PR #1038, opened 2019-02-20
Make p2p bindings available in conductor API

ddd-mtl:
Added p2p_bindings() getter in conductor API


cli/src/cli/run.rs
```diff
@@ -32,6 +32,11 @@ pub fn run(
         .load_config()
         .map_err(|err| format_err!("{}", err))?;
 
+    println!(
```
Connoropolous: Won't this be a weird message if p2p_bindings is None?

ddd-mtl: Yeah, kind of. Us lazy devs are used to weird messages like that :)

----------------

* **Task instructions**
Return each line of the listing that holds the string "conductor".

* **Solution below**
Make p2p bindings available in conductor API
Added p2p_bindings() getter in conductor API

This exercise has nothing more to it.